Nancy Alexander, director of economic governance at the Heinrich Boell Foundation, an independent political foundation affiliated with the German Green Party and headquartered in Berlin, writes, “Without democratic controls, investors may privatize gains and socialize losses, while locking in carbon-intensive and other environmentally and socially damaging approaches.”
A tired, old saw: economy vs. environment
Although ostensibly an economic cooperation group, the G20 isn’t always so blatantly ignorant about the environment.

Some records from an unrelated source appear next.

PR #179, opened 2020-01-06
178 remove modal for mobile

### LINKED ISSUE #178: Remove index modal on mobile
When I'm on my phone, I'm always clicking through the modal to get to the show page for a movie. It makes sense to me to remove the modal for mobile. I think the modal is still useful for desktop view, so i'd rather not remove it completely right now. Tucking it behind a media query seems like the easiest approach at the moment.

lortza:
## Screenshots
Mobile view links directly to show page
Kapture 2020-01-05 at 18 52 46

Tablet and larger still use the modal
Kapture 2020-01-05 at 18 59 22


mikevallano:
Nice work! I'm sure it was tough navigating through that mess of code, but I think this will make your mobile experience much better.

> I also added a PR template to make our lives easier when writing up a PR

Grassy!

> We've got a lot of complicated views and routes going on

Indeed. There's so much room for refactoring. I didn't delve too deep, but I think the reason for the modal route is because it's basically a different view and needs to do queries.  

I'm gonna leave a comment, but other than that this looks good!

app/views/movies/_movie_partial_loop.html.erb
```diff
@@ -4,17 +4,21 @@
...
+        </p>
 
-        <div id="movies_partial_<%= "#{movie.tmdb_id}" %>">
+        <div id="modal-trigger">
+          <% if @list.present? %>
+            <p><%= link_to image_for(movie), movie_modal_path(tmdb_id: movie.tmdb_id, list_id: @list.id), remote: true, data: { target: "#myModal_#{movie.tmdb_id}" }, id: "modal_link_#{movie.tmdb_id}" %></p>
+          <% else %>
+            <p><%= link_to image_for(movie), movie_modal_path(tmdb_id: movie.tmdb_id),                    remote: true, data: { target: "#myModal_#{movie.tmdb_id}" }, id: "modal_link_#{movie.tmdb_id}" %></p>
+          <% end %>
+        </div>
```
mikevallano: It looks like this whole if/else statement is only determining if it should pass `list_id` as a param.

So I think we can simplify it by just using safe navigator on `@list&.id`, and remove the if/else (I tested it locally):

```html
<div id="modal-trigger">
   <p><%= link_to image_for(movie), movie_modal_path(tmdb_id: movie.tmdb_id, list_id: @list&.id), remote: true, data: { target: "#myModal_#{movie.tmdb_id}" }, id: "modal_link_#{movie.tmdb_id}" %></p>
</div>
```
I know you didn't edit that bit of code, but since the file is being edited, I was thinking we may as well clean it up. I think it could be done in this PR, but if you'd rather leave it for a separate issue, that's fine w/ me.

app/assets/stylesheets/movies.scss
```diff
@@ -395,6 +397,12 @@ article.tile-cover-pic {
     } /* .col-xs-9 */
   } /* .modal */
 
+  // article.tile-cover-pic {
+  //   #modal-trigger {
+  //     display: none;
+  //   }
+  // }
+
```
mikevallano: Did you mean to leave this here? If so, that's fine; I'm just checking.

lortza: Nooooope! I'll cut that back out.

app/views/movies/_movie_partial_loop.html.erb
lortza: I'm cool with adding this change since you tested it locally. I wasn't sure if the presence of the param key with a nil value would cause issues. But if we're cool, i'm game.

lortza:
I'll make those changes, do some browser testing, and push them.

lortza:
Okey doke, i've pushed those changes. Curiously though, while browser testing, i noticed that the search function does not work locally on this branch or on `master`.

lortza:
Do you want to do merge & deploy or shall i?

PR #188, opened 2020-02-29
WIP this fixes the broken link on mobile

### LINKED ISSUE #180: Can't get to show page from mobile
After I removed the modal from the portrait mobile view (via media query), when i clicked on a movie cover, i got a 404 when trying to go to the show page. I rotated my phone to landscape where the modal could still work, clicked on the link to `show` and it worked. My guess is that we're missing some sort of call to the API to build that info before we get to the `show` page.

lortza:
## Problems Solved
After I removed the modal from the portrait mobile view (via media query), when i clicked on a movie cover, i got a 404 when trying to go to the show page. I rotated my phone to landscape where the modal could still work, clicked on the link to show and it worked. 

My guess was that we were missing some sort of call to the API to build that info before we get to the show page. To work around that, I used a route that let me pass in the tmdb id:
```ruby
link_to image_for(movie), movie_path(movie)
```

With this workaround, I'm not sure we're using the `movies/show` page anymore. 🤷‍♀ This may not be the most sound approach.

## Screenshots
Before
before

After
after

### DIFF
--- a/app/views/movies/_movie_partial_loop.html.erb
+++ b/app/views/movies/_movie_partial_loop.html.erb
@@ -12,7 +12,8 @@
         </p>
 
         <p id="modal-trigger-mobile">
-          <%= link_to image_for(movie), movie_path(movie) %>
+          <%#= link_to image_for(movie), movie_path(movie) %>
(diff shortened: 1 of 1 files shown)


lortza:
This is fixed in #232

In November, G20 leaders, including President Obama, forced Australia to include stronger climate change language in the Brisbane Summit Communiqué, after Australian PM Tony Abbott told the summit that as the leader of one of the world’s biggest coal producers, he would be “standing up for coal.”
In a remarkable statement made before the Brisbane meeting, Abbott insisted that economic growth must take precedence over environmental concerns at the summit, conflicting with the U.S. position that climate change is a central issue for the global economy.
Australian Prime Minister Tony Abbott meets with President Obama at the White House in June 2014. Abbott has been criticized by environmentalists for his defense of the coal industry. (image: White House)
Among the major western nations, Australia is the worst carbon emitter per capita — a worrisome statistic that may not change any time soon, considering Abbott’s head-scratching statement in October 2014 that “coal is good for humanity.” Only two nations, coal-loving Australia and Saudi Arabia — the world’s top petroleum exporter — opposed the inclusion of climate in the summit agenda.
Notwithstanding those two outliers, the G20 affirmed its commitment to acting on climate change in the communiqué:
We support strong and effective action to address climate change. Consistent with the United Nations Framework Convention on Climate Change (UNFCCC) and its agreed outcomes, our actions will support sustainable development, economic growth, and certainty for business and investment. We will work together to adopt successfully a protocol, another legal instrument or an agreed outcome with legal force under the UNFCCC that is applicable to all parties at the 21st Conference of the Parties (COP21) in Paris in 2015. We encourage parties that are ready to communicate their intended nationally determined contributions well in advance of COP21 (by the first quarter of 2015 for those parties ready to do so).
But its infrastructure plan, many experts argue, is short-sighted, unscientific and goes against sustainable development, failing to recognize exactly how megaprojects impact ecosystems. “Unless managed with extreme care, it would be an environmental disaster wrapped in a catastrophe,” William Laurance says of the proposal.
To help further their cause and devise a strategy to influence the G20 investment plan, Foundation Earth has hosted two roundtable discussions that included universities, NGOs and environmental organizations.
“Our survival, or our quality of life, may directly depend on the decisions these investments will set in motion,” the signatories warn.
The Brisbane communiqué opens with a noble goal: “Raising global growth to deliver better living standards and quality jobs for people across the world.” Unfortunately, the G20 leaders have missed an important point: Without a healthy, functional and stable planetary environment, that goal is meaningless.